Oils with low values can also be used in personal hygiene products. The IY registered for oil from the African palm Elaeis guineensis is 52.29 g I₂ 100 g^-1 (^{Calderón et al., 2013}) and from 53 to 57 g I₂ 100 g^-1 (^{Martínez-Valencia et al., 2011}).

However, according to ^{Gunstone et al. (2004)} about 82% of the oil E. guineensis are saturated fatty acids, so it tends to solidify at low temperatures, which is why it is recommended to use biodiesel made from it only in hot climates. It could be inferred that the oils of Brassica sp., H. annuus, L. nepetifolia and X. strumarium, with IY of 29, 29, 31 and 23 g I₂ 100 g^-1, could produce a biodiesel with this problem. These same authors indicate values of 121-143, 96-117, 127-142, 96-101 and 85 g I₂ 100 g^-1, for soy, rapeseed, sunflower, mexican pinion and castor bean crops, respectively. On the other hand, ^{Armendariz et al. (2015}) mention, for biodiesel produced from R. communis, an IY of 85 g I₂ 100 g^-1, values similar to those of B. odorata, C. ficifolia, E. sativa and S. molle.

The iodine (IY) levels obtained in the oils of the species studied, due to their degree of unsaturation, can be considered as drying, semi-drying and non-drying. Driers, usually, are those that have a high IY (^{Bailey, 1984}) and can be used in the production of paints and varnishes. For this purpose the oils of the species C. foetidissima, J. dioica, D. inoxia, and P. louisianica could be used since they have IY of 141.26, 113.49, 114.95 and 116.65 g I₂ 100 g^-1, respectively. The non-drying oils include A. farnesiana, B. odorata, Brassica sp., C. ficifolia, E. sativa, H. annuus, L. nepetifolia, S. molle and X. strumarium. These oils by their characteristics under normal weather conditions do not solidify. Semi-dryers can be considered A. undulata, A. mexicana, D. inoxia, J. dioica and P. louisianica, with characteristics similar to commercial oils such as sesame and corn (^{Ortega and Vázquez, 1993}).

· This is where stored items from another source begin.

PR #9014, opened 2025-02-03
Replace LoginAction with authentication microflows for published services

joostverhoog:
Mendix 10, does not use LoginAction for published services, so for apps that use that, users must reimplement that functionality in authentication microflows.


adeel2023:
Looks good.

PR #9024, opened 2025-02-04
Clarify data validation behavior during commits

emirmx:


MariaShaposhnikova:
Hi @emirmx , are these changes for a specific release?

emirmx:
> Hi @emirmx , are these changes for a specific release?

No. They are not. But we still need to review them within our team.

atennapel:
Approved from the Runtime side.

content/en/docs/refguide/modeling/application-logic/microflows-and-nanoflows/activities/object-activities/committing-objects.md
```diff
@@ -51,6 +51,10 @@ Indicates whether or not to execute the commit event handlers of the objects.
 
 Default: **Yes**
 
+{{% alert color="warning" %}}
+Validations, except unique validations, are not performed when committing without events. See [data validation](/refguide/setting-up-data-validation/) for more information.
```
MarkvanMents: I wonder if it is better to turn this around since we are talking about "With Events". Something like
```suggestion
Validations, except unique validations, are implemented as event handlers. Therefore they are not performed when **With events** is set to **No**. See [Setting Up Data Validation](/refguide/setting-up-data-validation/) for more information.
```

content/en/docs/refguide/modeling/domain-model/setting-up-data-validation.md
```diff
@@ -13,7 +13,7 @@ This document explains how you can set up data validation with Mendix. Make sure
 
 ## Data Validation on Entity Level
 
-This section explains how you can add validation rules to the domain model of your module. Validation rules are always triggered when changes to an object are committed. 
+This section explains how you can add validation rules to the domain model of your module. Validation rules are triggered when changes are submitted, changed in microflows, and when new objects are committed with events.
```
MarkvanMents: Why have you split out new objects here? You can also choose *Commit without events* for changes in microflows which means that they won't be run there either.

MarkvanMents (changes requested):
Hi @emirmx 
Thanks for the PR.
I've made a suggestion for a text update in the committing objects document.

In setting up data validation, I think that we could be more clear about when the validation rules are triggered - the way it is written now implies that the with events only applies to new objects, but I think it applies in all cases?

Also, in setting up data validation, we don't mention anywhere that **unique** is always applied, even without events being run. I think that would be a useful addition (we could even explain that it is applied at the database level and so doesn't use a separate event). Let me know if you agree and you want me to add that.

content/en/docs/refguide/modeling/application-logic/microflows-and-nanoflows/activities/object-activities/committing-objects.md
emirmx: The thing is, `implemented as event handlers` only applies for commit. runtime also performs validation when changing objects, e.g. with `change object` action (even without committing). These does not depend on events. If you think above change does not confuse these cases I think it is fine.

content/en/docs/refguide/modeling/domain-model/setting-up-data-validation.md
emirmx: Ok, let me create a table so I do not miss any cases:


| Action                                   | Validations except Unique | Unique validation |
|------------------------------------------|---------------------------|-------------------|
| Change Object                            | Yes                       | No                |
| Commit without Events (New object)       | No                        | Yes               |
| Commit without Events (Committed object) | No                        | Yes               |
| Commit with Events (New object)          | Yes                       | Yes               |
| Commit with Events (Committed object)    | No                        | Yes               |

For `Change Object (with commit)` the cases for `Change Object (without committing)` is combined with the `Commit with Events`.

I tried to capture above table with the explanation :-)

content/en/docs/refguide/modeling/application-logic/microflows-and-nanoflows/activities/object-activities/committing-objects.md
MarkvanMents: Rewritten: 1ef121cd53af339e47fe0ebe0a72309396ac2a5b

content/en/docs/refguide/modeling/domain-model/setting-up-data-validation.md
MarkvanMents: Rewritten: 1ef121cd53af339e47fe0ebe0a72309396ac2a5b

MarkvanMents (approved):
Updated and approving.
Thanks for the PR - difficult to describe edge cases, but I think this will really help the customer.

Peroxides are known as compounds of the primary decomposition of the oxidation of fats and oils (^{Gómez, 2010}), so that those values of peroxide index (IP) close to 0 meq kg^-1, are related to a level of low rancidity; that is to say, they oxidize slowly allowing the oil to retain its quality for a longer time, giving them an advantage for possible later use. A high IP value indicates the presence of oxidation; in this study the oils of the majority of the vegetable species studied had an IP less than 1. According to ^{Luna-Guevara and Guerrero-Beltrán (2012)} the IP and the AI are considered indicators of quality and freshness of the oils. For African palm oil, very high peroxide values of 31.3 meq kg^-1 were obtained (^{Calderón et al., 2013}).

FTIR spectrometry

Figure 4 shows the spectrum of palmitic, oleic, linoleic and linolenic fatty acid standards, determined. In this way, the purity pattern of the standards was confirmed and allowed to compare them with the oil samples of the species studied. It is observed, for example, that the palmitic one expresses in the fingerprint seven peaks located in the region 1 187-1 319 cm^-1 that differentiate it from the other fatty acids which did not present those characteristic peaks.

Figure 4 Infrared spectrum of fatty acids used as a standard. 

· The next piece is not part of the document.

PR #9067, opened 2025-02-18
Replace <sup> HTML with Unicode superscript for readability

MarkvanMents:


MarkvanMents:
Reviewed by Connor and approved over Slack.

According to the spectrum of fatty acids and by comparison, the fatty acids present in each of the species studied were detected. Table 3 shows a predominance of oleic and palmitic acids in most species. In the case of C. foetidissima, A. undulata and J. dioica, linoleic and linolenic acids were recorded, which are important in the diet since the body does not synthesize them, which gives them a greater added value for possible use as edible oils (^{Koolman and Röhm, 2004}).

It is worth mentioning that oleic fatty acid (monounsaturated), besides being one of the main components of the main edible oils, can contribute to reduce the levels of glucose and cholesterol in the blood, as well as reduce the risk of cardiovascular diseases and obesity (^{Luna-Guevara and Guerrero-Beltrán, 2012}).